The system 1200 may also include well-known support circuits 1210, such as input/output (I/O) circuits 1211, power supplies (P/S) 1212, a clock (CLK) 1213, and cache 1214, which may communicate with other components of the system, e.g., via the bus 1220. The system 1200 may also include a mass storage device 1215 such as a disk drive, CD-ROM drive, tape drive, flash memory, or the like, and the mass storage device 1215 may store programs and/or data. The system 1200 may also include a user interface 1218 and a display 1216 to facilitate interaction between the system 1200 and a user. The user interface 1218 may include a keyboard, mouse, light pen, touch interface, or other device. The system 1200 may also execute one or more general computer applications (not pictured), such as a video game, which may incorporate aspects of surround sound as computed by the convolution programs 1204.

The system 1200 may include a network interface 1208, configured to enable the use of Wi-Fi, an Ethernet port, or other communication methods. The network interface 1208 may incorporate suitable hardware, software, firmware or some combination thereof to facilitate communication via a telecommunications network. The network interface 1208 may be configured to implement wired or wireless communication over local area networks and wide area networks such as the Internet. The system 1200 may send and receive data and/or requests for files via one or more data packets over a network.

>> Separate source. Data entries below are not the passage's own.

PR #365, opened 2015-11-09
Merge Goobi/.gitignore into .gitignore

stweil:
* Remove duplicate entries
* Sort entries alphabetically
* Use leading slash for all entries

### DIFF
--- a/.gitignore
+++ b/.gitignore
@@ -1,10 +1,9 @@
-/work
+# Ant.
 /build
-dist/
-/WEB-INF/classes 
-build.properties
-deploy.properties
-config-local
-/.project
-/.classpath
-/.settings/
+/build.properties
+/config-local
+/deploy.properties
+/dist
+
+# Eclipse (Goobi deployed as root of web application).
+/Goobi/META-INF/
--- a/Goobi/.gitignore
+++ b/Goobi/.gitignore
@@ -1,7 +1,0 @@
-/private
-/.project
-/dist
-config-local
-/work
-/build
-/META-INF/
--- a/Goobi/WEB-INF/.gitignore
+++ b/Goobi/WEB-INF/.gitignore
@@ -1,1 +1,0 @@
-/classes


henning-gerhardt:
I'm not so familiar with directory ignore. Some merged values looks strange as excluded directories will never exists in this place.

stweil:
Which values are you thinking of?

In my build environments, these entries are not needed and could be removed:
  * /.project
  * /.classpath
  * /.settings/
  * /WEB-INF/classes
  * /private
  * /work

I suggest doing this in a separate commit, because it is not related to the merge.

matthias-ronge:
Does not work for me. Directory `META-INF` in `Goobi` folder is not ignored.

stweil:
@matthias-ronge, how did you get Goobi/META-INF (which tool or process creates it)?
I don't get it when I clone goobi-production and run "ant all".

henning-gerhardt:
@stweil : Some directories are created and/or used depending on used IDE and how this IDE is setup. In my opinion should directories created and used by IDE set to ignore to global git ignore list and not to project git ignore list. But changing this is not easy as every developer setup / configured his IDE in a different way.

matthias-ronge:
I created it manually. When I run Goobi from within Eclipse I deploy the content of the folder `Goobi` as the root of the web application. This is the most simple way to get it running. However, Goobi expects a folder named `META-INF` to be there and to contain a file `MANIFEST.MF`. If it is missing, it will not start. (As far as I remember, the feature does not much aside from displaying one of the strings from that file somewhere on the start page.) See a picture which explains it better:

unbenannt

matthias-ronge:
Correction would be to replace the line

    /META-INF/

with

    /Goobi/META-INF/

The following more entries are files and folders created by Eclipse that should not be checked in:

    /.settings/
    /.classpath
    /.project

I do not know where these entries come up:

    /WEB-INF/classes
    /build.properties
    /config-local
    /deploy.properties
    /dist
    /private
    /work

stweil:
@henning-gerhardt, yes, files and directories which are created by private tools (anything which is not enforced by the project) can be ignored either in the user's gitignore or in .git/info/exclude.

I don't mind if we keep existing entries for such tools in .gitignore, but it would be good to add a comment. @matthias-ronge, for Eclipse, this addition in .gitignore should fix it:

    # Eclipse.
    /Goobi/META-INF

henning-gerhardt:
This discussion about Eclipse files reminds me on open pull-request #360 There are some Eclipse project files which could be removed but I did not use Eclipse I could not verify this.

henning-gerhardt:
Following directories are used by ant as build tool. Ant is used to build official packages (war and jar files) and this directories should ignoried in project git ignore file:

```
/build/ (directory; holds created class files)
/build.properties (file; build.properties.template is maintained in project)
/config-local/ (directory; used if other config files should be included in war file)
/deploy.properties (file; deploy.properties.template is maintained in project)
/dist/ (directory; holds created war and jar files)
```

stweil:
I pushed an updated patch (added comments, fixed entry for Eclipse).

henning-gerhardt:
After merging #360 following entries for Eclipse could be removed:

```
/.classpath
/.project
/.settings/
```

Directory `Goobi/WEB-INF' contains a `.gitignore` file with content:

```
classes/
```
File `Goobi/WEB-INF/.gitignore` should be removed too.

stweil:
@henning-gerhardt, @matthias-ronge: I now merged Goobi/WEB-INF/.gitignore as well, removed some more unused entries and updated the commit message. Please review.

henning-gerhardt:
Looks good. 

In my humble opinion entries `/private` and `/work` could be removed. Entry  `/WEB-INF/classes` should be renamed to `/Goobi/WEB-INF/classes` or removed too.

Just a questions: should directory entries contain a trailing slash or not? Directories `build`, `config-local` and `dist` are different handled as `Goobi/META-INF`.

stweil:
@henning-gerhardt: /dir matches files and directories, /dir/ only matches directories.
See http://stackoverflow.com/questions/17888695/difference-between-gitignore-rules-with-and-without-trailing-slash-like-dir-an

Technically it does not matter which variant is used for directories. Maybe using a trailing slash better documents that it is used for a directory.

stweil:
Patch updated. Removed additional entries as suggested by @henning-gerhardt.

henning-gerhardt:
@matthias-ronge : Any comments on current changes?

henning-gerhardt:
As long no comment is a good comment, I will merge this pull request.

matthias-ronge:
These enties were removed but should not have been:

    /.settings/
    /.classpath
    /.project

stweil:
@matthias-ronge, maybe you get those entries because of your local Eclipse configuration? Then you can add them to .git/info/exclude.

matthias-ronge:
Works for me.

It will readily be appreciated that many variations on the components depicted in FIG. 12 are possible, and that various ones of these components may be implemented in hardware, software, firmware, or some combination thereof. For example, some features or all features of the convolution programs contained in the memory 1202 and executed by the processor 1201 may be implemented via suitably configured hardware, such as one or more application specific integrated circuits (ASIC) or a field programmable gate array (FPGA) configured to perform some or all aspects of example processing techniques described herein.

Conclusion

While the above is a complete description of the preferred embodiment of the present invention, it is possible to use various alternatives, modifications and equivalents. Therefore, the scope of the present invention should be determined not with reference to the above description but should, instead, be determined with reference to the appended claims, along with their full scope of equivalents. Any feature described herein, whether preferred or not, may be combined with any other feature described herein, whether preferred or not. In the claims that follow, the indefinite article“a”, or“an” refers to a quantity of one or more of the item following the article, except where expressly stated otherwise. The appended claims are not to be interpreted as including means-plus-function limitations, unless such a limitation is explicitly recited in a given claim using the phrase“means for.”